Ambala looked like a shoppers’ paradise. And all the signs and adverts were in English!  There are plenty of stalls on Bury Market where you can take your pick of gorgeous Indian fabrics 🙂 , but you can’t just order an outfit and have it made to measure in a matter of a couple of hours, as Michael did in Ambala. I particularly liked the jacket.  Michael was laughing at himself over his penchant for bright colours.  I wish I had the nerve to wear them in England, like he does!   I’ve got a lovely Peruvian shawl that I bought – in my best GCSE Spanish – in Cusco, but I never wear it because I’d feel such a complete prat walking round town in something quite so bright!

His next stop was Chandigarh, which is now the capital of both Punjab state and Haryana state, but isn’t actually in either. This was certainly different: it was built in the 1950s, by a French-Swiss architect, and was designed to look modernistic and futuristic.  Clean, tidy and orderly – well, OK.  But it looked so soulless.  It made somewhere like Milton Keynes look like a centre of history and culture.  It was interesting, but … well, I want India to look Indian!  Like I want France to look French, Austria to look Austrian, etc etc.  Totally beside the point, but apparently more hamburgers than baguettes were sold in France last year.  Er, what’s that about?!  Whatever next 🙂 ?

He did do some dancing, though, just to liven things up. Finally came the climax of the journey – the famous train ride through the Himalayas from Kalka to Shimla, in Himachal Pradesh province … formerly, then known as Simla, the hill station which was the summer capital of the British Raj.   I really fancied that train ride until he mentioned that it took five hours.  And I bet you can’t guarantee getting a seat facing forward and by the window.  I was OK on the Bernina Express, but I’m not sure how I’d cope with five hours on a narrow gauge mountain railway, however many travel sickness tablets I took!

Anyway, it did look spectacular, and Michael clearly enjoyed it! And, as he said, it’s incredible to think that Simla was the administrative centre of the Raj from April to October for nearly 40 years before the railway was even built.  They were shlepping the entire paraphernalia of the administration of the British Raj up the Himalayas on elephants, carts drawn by bullocks, and palanquins.  One-fifth of the population of the planet were being ruled from this little town up in the hills, with nothing to link it even to the nearest decent-sized place but a mountain path.  It’s completely mad!  But it worked!  That’s even madder!  And, up there in the Himalayas, a lot of the buildings really did look like a corner of a foreign field (well, mountain) that was for ever England.

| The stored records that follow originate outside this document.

Issue #287, opened 2025-04-09
Using `reproject` in a threaded context makes Julia crash


mathieu17g:
This issue may be linked to #88 

Using `reproject` in a threaded context makes Julia crash. 
```julia
julia> versioninfo()
Julia Version 1.11.4
Commit 8561cc3d68 (2025-03-10 11:36 UTC)
Build Info:
  Official https://julialang.org/ release
Platform Info:
  OS: Windows (x86_64-w64-mingw32)
  CPU: 20 × 13th Gen Intel(R) Core(TM) i7-13700H
  WORD_SIZE: 64
  LLVM: libLLVM-16.0.6 (ORCJIT, goldmont)
Threads: 20 default, 0 interactive, 10 GC (on 20 virtual cores)
Environment:
  JULIA_NUM_THREADS = 20
  JULIA_PKG_USE_CLI_GIT = false
  JULIA_SSL_CA_ROOTS_PATH = 
  JULIA_EDITOR = code
```
```julia
(jl_tbk2nN) pkg> st
Status `C:\...\AppData\Local\Temp\jl_tbk2nN\Project.toml`
  [150eb455] CoordinateTransformations v0.6.4
  [e9467ef8] GLMakie v0.11.3
  [68eda718] GeoFormatTypes v0.4.4
  [cf35fbd7] GeoInterface v1.4.1
  [db073c08] GeoMakie v0.7.11
  [3251bfac] GeometryOps v0.1.16
  [c94c279d] Proj v1.8.1
```
Below is some code to reproduce the crash

1. Create a vector of MuliPolygon
```julia
import GeoInterface as GI
import CoordinateTransformations as CT
import GeometryOps as GO

# Lambert-93 (EPSG:2154) center (https://epsg.io/2154)
center_l93 = (489_353.59, 6_587_552.2)

# MultiPolygon pattern creation
exterior = GI.LinearRing(GI.Point.([(0, 0), (40_000, 0), (40_000, 40_000), (0, 40_000), (0, 0)]))
hole = GI.LinearRing(GI.Point.([(10_000, 10_000), (20_000, 10_000), (20_000, 20_000), (10_000, 20_000), (10_000, 10_000)]))
poly1 = GI.Polygon([exterior, hole])
poly2 = GO.transform(CT.Translation(50_000, 0), poly1) # Translate the polygon to the right by 50km
mpoly = GI.MultiPolygon([poly1, poly2])

[...]

PR #288, opened 2025-04-10
Thread-safe reproject with `ThreadFunctors`

rafaqz:
Havent run this yet, but should be close to working.

@asinghvi17 turns out it needs 2 layers of functors to deal with `is3d`

Discussed in #287

Changelog:
- Refactor the `apply` pipeline to get rid of closures in favour of `Applicator`s, which are able to run `apply` on arrays, geoms and featurecollections.
- Add a `TaskFunctors` struct that allows one to use individual functors per task.  This allows thread safety for reentrant C APIs.
- Refactor `reproject`, in the Proj backend, to use this functionality


ext/GeometryOpsProjExt/reproject.jl
```diff
@@ -22,29 +22,51 @@ function reproject(geom;
...
+    threaded=False(),
     always_xy=true,
     transform=nothing,
     kw...
 )
-    transform = if isnothing(transform) 
-        s = source_crs isa Proj.CRS ? source_crs : convert(String, source_crs)
-        t = target_crs isa Proj.CRS ? target_crs : convert(String, target_crs)
-        Proj.Transformation(s, t; always_xy)
+    if istrue(threaded)
```
asinghvi17, line 42: I don't remember this function :D 

```suggestion
    if booltype(threaded) isa True

**Comment by asinghvi17** [comment]
Lol - I had a very similar approach, including an equivalent of the ApplyToN wrapper, but using TaskLocalValues.jl.  But if we never reuse the value in a task then we don't need that package.  

My struct was a bit different:
```julia

struct KnownInputDimTransformation{Z, M, T}
    transf::T
end

function KnownInputDimTransformation{Z, M}(transf::T) where {Z, M, T}
    KnownInputDimTransformation{Z, M, T}(transf)
end

function (t::KnownInputDimTransformation{Z, M, T})(p) where {Z, M, T}
    if Z
        return t.transf(GI.x(p), GI.y(p), GI.z(p))
    else
        return t.transf(GI.x(p), GI.y(p))
    end
end
```

currently does not handle Z and M but could be trivially extended to handle those and add default values if we want.

ext/GeometryOpsProjExt/reproject.jl
rafaqz: Oh I have it in Rasters I think! Should add it here it's cleaner

asinghvi17: Yeah, that would be another PR though

rafaqz: It's 4 lines ;)

asinghvi17: Well then we would go through and refactor every use of `boolastype isa True` which would take a while

asinghvi17:
Boom

```julia-repl
julia> @be GO.reproject($mpolys, $trans)
Benchmark: 13 samples with 1 evaluation
 min    7.543 ms (75012 allocs: 3.300 MiB)
 median 7.617 ms (75012 allocs: 3.300 MiB)
 mean   7.975 ms (75012 allocs: 3.300 MiB, 2.72% gc time)
 max    11.873 ms (75012 allocs: 3.300 MiB, 35.34% gc time)

julia> @be GO.reproject($mpolys, $trans; threaded = true)
Benchmark: 45 samples with 1 evaluation
 min    1.934 ms (75275 allocs: 3.496 MiB)
 median 1.970 ms (75275 allocs: 3.496 MiB)
 mean   2.229 ms (75275 allocs: 3.496 MiB, 5.59% gc time)
 max    6.006 ms (75275 allocs: 3.496 MiB, 65.74% gc time)
```

ext/GeometryOpsProjExt/reproject.jl
```diff
@@ -55,6 +59,6 @@ function reproject(geom, transform::Proj.Transformation; time=Inf, threaded = Fa
         transforms = ThreadFunctors(functors, tasks_per_thread)
         return apply(transforms, GI.PointTrait(), geom; crs=target_crs, kw...)
     else # threaded isa False
-        return apply(ApplyToPoint{_is3d(geom)}(transform), GI.PointTrait(), geom; time, target_crs, kw...)
+        return apply(ApplyToPoint{_is3d(geom)}(transform), GI.PointTrait(), geom; crs = target_crs, kw...)
```
rafaqz, line 62: I think it may be better to still make an if else block for these, putting _is3d in the type directly may still mean instability even though there are only two options

asinghvi17: can do then

GeometryOpsCore/src/types/applicators.jl
```diff
@@ -0,0 +1,105 @@
...
+struct ApplyToPoint{Z,M,F} <: Applicator{F,Nothing} 
+    f::F
+end
+ApplyToPoint{Z,M}(f::F) where {Z,M,F} = ApplyToPoint{Z,M,F}(f)
+ApplyToPoint{Z}(f::F) where {Z,F} = ApplyToPoint{Z,false,F}(f)
+# Default function is just `tuple`
+(a::Type{<:ApplyToPoint})() = a(tuple)
+
+# Currently we ignore M by default
+const ToXY = ApplyToPoint{false}
```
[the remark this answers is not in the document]
rafaqz: Yeah that's better!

I’m not sure where else he’s going in this series, but I’ve always really fancied the Darjeeling Himalayan Railway. I think it’s the thought of the tea plantations.  Plus I remember once seeing a TV programme about it, presented by the late, great, Victoria Wood, who got very excited over the fact that the oldest steam locomotives on the railway were built by Sharp, Stewart and Company, originally of Manchester.  That was so exactly what I would have done!   I think I do quite fancy the Kalka-Shimla trip as well, though.  And Amritsar.  Oh, it’s nice to see somewhere different!  I love the British, Continental and American Railway/Railroad Journey programmes, but this series is going to be a bit different; and it’s got off to a really good start.  Bring on the next episode!